Não colheu tal entendimento a adesão do Supremo Tribunal que, além da pena principal, manteve a pena acessória de demissão. Quanto a esta, entendeu-se que a omissão na acusação e na pronúncia da eventualidade da sua aplicação não apresentava relevância : 'decisivo (diz-se no Acórdão) é que não há omissão de factos que coonestem a pena acessória aplicada, tendo sido a partir daquelas (referindo-se à acusação e à pronúncia) e das ilações que o julgador legitimamente deles pôde retirar que se conclui pela indignidade e incapacidade do agente para se manter nas suas funções no exercício das quais cometeu os crimes por que foi condenado. 'Entendeu-se, enfim que, assentando a pena de demissão numa valorização de matéria constante da acusação, dispôs o recorrente da possibilidade de a discutir e contraditar em julgamento, tudo se resumindo a uma questão de 'qualificação jurídica' daqueles mesmos factos.

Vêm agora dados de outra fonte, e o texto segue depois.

Issue #2994, opened 2021-04-21
Wrapping endPoint in a LUA statement results in freeze/crash


ad-daniel:
**Describe the Bug**
Wrapping the endpoint of a hinge joint with LUA statements leads to a crash

**Steps to Reproduce**
1. load [bug_reset_with_lua.zip](https://github.com/cyberbotics/webots/files/6351230/bug_reset_with_lua.zip)

2. run a few seconds
3. reset

The interface freezes and eventually crashes. Code-side, I don't know where it triggers but it results in the function [WbField::fieldChanged](https://github.com/cyberbotics/webots/blob/1a090134c5451bacd35b9e3f26e773c3d411c329/src/webots/vrml/WbField.cpp#L396) being called infinite times.

4. remove/comment the lua code from `ProtoHingeJoint.proto` and it no longer does it.

```
PROTO ProtoHingeJoint [
  field SFNode                                 jointParameters   NULL
  field MFNode                                 device            [ ]
  field SFNode                                 endPoint          NULL
]
{
  HingeJoint {
    jointParameters IS jointParameters
    device IS device
    %{ if fields.endPoint.value == nil then }%
      %{ print("a") }%
    %{ else }%
      %{ print("b") }%
      endPoint IS endPoint
    %{ end }%
  }
}
```

The bug appears to be present both in develop and master, so probably not a regression (not a recent one at least).

ad-daniel:
It appears that fix #3227 also ended up fixing this specific case, the other case similar to this mentioned here #3215 on the other hand still appears to regenerate infinitely. This issue can therefore be closed.

PR #3188, opened 2021-06-16
Fix endless regeneration resulting in a crash

ad-daniel:
**Description**
Cases of endless regeneration:
- ~~Addresses #2994 - work in progress~~ 
   - no longer needed, fixed by  #3227.
- The first example #3215 however still appears to be infinitely regenerating.

The smallest reproducible example I could manage for the second issue is this: [bug_mf_deletion.zip](https://github.com/cyberbotics/webots/files/6717186/bug_mf_deletion.zip)

**Steps to reproduce:**
Open world, delete the second `RoadLine` in the `lines` field. Webots should crash.
Or do the same in a world that has a `AddLaneRoadSegment.proto`

Basically it involves: 
- nested PROTO
- template regenerator fields on both levels of the PROTO
- IS statements involving this fields (which needs to be in a `Solid { Group { children [] } }` structure for some reason).

I couldn't simplify it further without loosing the crash, which makes the debugging rather tricky given how specific of a structure it is. However, basically what appears to going on is that:

When removing the the `RoadLine` from the `MFField`, the field `lines` being a template regenerator, triggers a regeneration which propagates to the most internal PROTO first, during this process, after creating the new node, the parameter fields of this newly created node are redirected to the parent parameters [here](https://github.com/cyberbotics/webots/blob/ecbbc1642d80f3e702bfbbf619d544f85e4ceb06/src/webots/nodes/utils/WbTemplateManager.cpp#L390-L398). In the process of doing this redirection however, the copy of this parameter [here](https://github.com/cyberbotics/webots/blob/da4f3d4e26be0b5da401547daef7afc4374743f6/src/webots/vrml/WbField.cpp#L325-L326) is not protected against generating new signals which triggers a new regeneration. Because of this, the inner PROTO regenerates infinitely until at some point it crashes webots.

The current implementation fixes the issue and the blocking of the signal occurs only during the regeneration of a node as doing so every time would break several cases in the test suite as this function also plays a role during the building of the node structure.

Despite being reasonable and despite fixing both the MRE case and issue #3215, I definitely would like a second opinion on the approach or possible side-effects.


src/webots/nodes/utils/WbTemplateManager.cpp
```diff
@@ -393,7 +393,7 @@ void WbTemplateManager::regenerateNode(WbNode *node, bool restarted) {
     foreach (WbField *parentParameter, previousParentRedirections) {
       foreach (WbField *newParam, newNode->parameters()) {
         if (parentParameter->name() == newParam->alias())
-          newParam->redirectTo(parentParameter);
+          newParam->redirectTo(parentParameter, true);
```
stefaniapedrazzi, line 396: Given that this a special case, I would probably block the signals just here without modifying the `WbField::redirectTo` function and adding a default argument.

stefaniapedrazzi (commented):
Thank you. This fix seems fine.

I checked the original use case where the redirection was needed and it still works correctly.
I'm just doing some more tests.

stefaniapedrazzi:
I found some more crash related to PROTOs but nothing caused by this PR.
I will wait for the tests result for the approval.

stefaniapedrazzi (approved):
Thank you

1.2. Reagiu o recorrente a esta decisão com o presente recurso de constitucionalidade, afirmando interpô-lo 'ao abrigo da alínea e) do
(...) artigo 70º da Lei do Tribunal Constitucional' (mais adiante corrigiu o lapso indicando a alínea b)) e acrescentando :
' --------------------------------------- b) O acórdão final de que ora se recorre violou o disposto no artigo 32º nº 1 da Constituição da República.
c) Ao aplicar uma pena que não constava expressamente da acusação desrespeitou as suas garantias de defesa nomeadamente o princípio acusatório estruturante da constituição penal.
d) O recorrente arguiu a inconstitucionalidade de tal decisão na motivação e nas alegações finais do recurso para este Supremo Tribunal-------------------'
Na mesma linha argumentativa se encontram as alegações produzidas junto deste Tribunal, nas quais se lê :
'--------------------------------------- O acórdão recorrido violou, de forma clara e inequívoca, o disposto no artigo
32º, nº 1 da Constituição da República.
Efectivamente, da acusação e da pronúncia não constam de forma expressa nem os factos nem a norma incriminatória em que se apoia a condenação do recorrente na pena de demissão.
Não pode o acórdão recorrido aplicar pena com base em meras ilações ou simples conjecturas.
Não se trata de uma alteração de uma qualificação jurídica mas, verdadeira-mente, da ausência da mesma.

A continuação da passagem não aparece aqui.